So sieht ehrliches SEO-Reporting aus – 8 Pflicht-Elemente und der 5-Minuten-Test

Simon Haenel
12 Min.
Nach 6 Teilen über SEO-Versagen, Verträge und Messbarkeit fehlt noch das Gegenstück: Wie sieht ein SEO-Reporting aus, das die tatsächliche Leistung abbildet? 8 Pflicht-Elemente, ein 5-Minuten-Prüftest und konkrete Beispiele.

Nach 5 Artikeln über SEO-Versagen, Agenturwechsel, Vertragsrecht und Reporting-Red-Flags fehlt noch ein Stück: Die Alternative. Nicht was schiefläuft – sondern wie es richtig geht.

[Agentur-X] lieferte [FreshMeal] 12 Monate lang keine Reportings. Null Transparenz, null Daten, null Kontrolle. Der Kunde bezahlte CHF 1’500 pro Monat und musste der Agentur blind vertrauen.

Aber auch wenn ein Reporting existiert, kann es das Gegenteil von Transparenz sein: 20-Seiten-PDFs mit bunten Grafiken, Domain Authority Kurven, „Sichtbarkeit gestiegen” – und kein einziger Satz, der beantwortet, ob die Investition sich lohnt.

Dieser Artikel zeigt, was ein ehrliches SEO-Reporting enthalten muss. Nicht als Theorie, sondern als konkretes Format, das du gegen den nächsten Report deiner Agentur halten kannst.

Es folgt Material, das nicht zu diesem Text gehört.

PR #6197, opened 2024-10-01
fix(ssa): Check if result of array set is used in value of another array set

vezenovm:
# Description

## Problem\*

Resolves 

## Summary\*

Fix for failure in the `test_barycentric` of the `blob` lib in `noir-protocol-circuits`. The test now passes when Brillig's `MAX_STACK_SIZE` is increased to 32k. 

I included an additional map to track whether an array set result was used as a value in another array set. We can not allow for inner nested array sets to be mutable across blocks as the full nested array may be used in another block. We could add additional logic to check whether the parent array set will be marked mutable, but this seems overly complex for little benefit at the moment as this fix showed a quite small size regression.

## Documentation\*

Check one:

# PR Checklist\*

### DIFF
--- a/compiler/noirc_evaluator/src/brillig/brillig_ir/entry_point.rs
+++ b/compiler/noirc_evaluator/src/brillig/brillig_ir/entry_point.rs
@@ -9,7 +9,7 @@ use super::{
 };
 use acvm::acir::{brillig::MemoryAddress, AcirField};
 
-pub(crate) const MAX_STACK_SIZE: usize = 32768;
+pub(crate) const MAX_STACK_SIZE: usize = 2048;
 pub(crate) const MAX_SCRATCH_SPACE: usize = 64;
 
 impl<F: AcirField + DebugToString> BrilligContext<F, Stack> {
--- a/compiler/noirc_evaluator/src/brillig/brillig_ir/entry_point.rs
+++ b/compiler/noirc_evaluator/src/brillig/brillig_ir/entry_point.rs
@@ -9,7 +9,7 @@ use super::{
 };
 use acvm::acir::{brillig::MemoryAddress, AcirField};
 
-pub(crate) const MAX_STACK_SIZE: usize = 2048;
+pub(crate) const MAX_STACK_SIZE: usize = 32768;
 pub(crate) const MAX_SCRATCH_SPACE: usize = 64;
 
 impl<F: AcirField + DebugToString> BrilligContext<F, Stack> {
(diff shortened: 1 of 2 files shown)


compiler/noirc_evaluator/src/brillig/brillig_ir/entry_point.rs
```diff
@@ -9,7 +9,7 @@ use super::{
 };
 use acvm::acir::{brillig::MemoryAddress, AcirField};
 
-pub(crate) const MAX_STACK_SIZE: usize = 2048;
+pub(crate) const MAX_STACK_SIZE: usize = 32768;
```
vezenovm, line 12:
```suggestion
pub(crate) const MAX_STACK_SIZE: usize = 2048;
```

compiler/noirc_evaluator/src/ssa/opt/array_set.rs
```diff
@@ -219,42 +239,47 @@ mod tests {
...
-        let v14 = builder.insert_binary(v5, BinaryOp::Add, one);
-        builder.terminate_with_jmp(b1, vec![v14]);
+        let v17 = builder.insert_binary(v5, BinaryOp::Add, one);
+        builder.terminate_with_jmp(b1, vec![v17]);
 
         builder.switch_to_block(b2);
         builder.terminate_with_return(vec![]);
 
         let ssa = builder.finish();
+        println!("{}", ssa);
```
vezenovm, line 279:
```suggestion
```

compiler/noirc_evaluator/src/ssa/opt/array_set.rs
```diff
@@ -219,42 +239,46 @@ mod tests {
...
+        let v17 = builder.insert_binary(v5, BinaryOp::Add, one);
+        builder.terminate_with_jmp(b1, vec![v17]);
 
         builder.switch_to_block(b2);
         builder.terminate_with_return(vec![]);
 
         let ssa = builder.finish();
         // We expect the same result as above
         let ssa = ssa.array_set_optimization();
+        println!("{}", ssa);
```
vezenovm, line 281:
```suggestion
```

compiler/noirc_evaluator/src/ssa/opt/array_set.rs
```diff
@@ -55,9 +58,11 @@ impl Function {
 fn analyze_last_uses(
     dfg: &DataFlowGraph,
     block_id: BasicBlockId,
+    is_brillig_func: bool,
     array_to_last_use: &mut HashMap<ValueId, InstructionId>,
     instructions_that_can_be_made_mutable: &mut HashSet<InstructionId>,
     arrays_from_load: &mut HashSet<ValueId>,
+    inner_nested_arrays: &mut HashMap<ValueId, InstructionId>,
```
vezenovm, line 65: This method is getting quite long. I am going to make a context struct in a follow-up refactor.

TomAFrench (approved):
LGTM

Was [Agentur-X]-Reports typischerweise enthalten

Bevor wir zum Gegenentwurf kommen, hier das Muster, das ich bei gescheiterten SEO-Mandaten immer wieder sehe. Nicht jeder schlechte Report sieht gleich aus, aber die Bausteine wiederholen sich:

  • Domain Authority (DA) als Hauptmetrik. „Deine DA ist von 14 auf 17 gestiegen.” Domain Authority ist eine Metrik von Moz. Google verwendet sie nicht. Eine steigende DA sagt nichts darüber aus, ob ein einziger Neukunde über Google zu dir gefunden hat.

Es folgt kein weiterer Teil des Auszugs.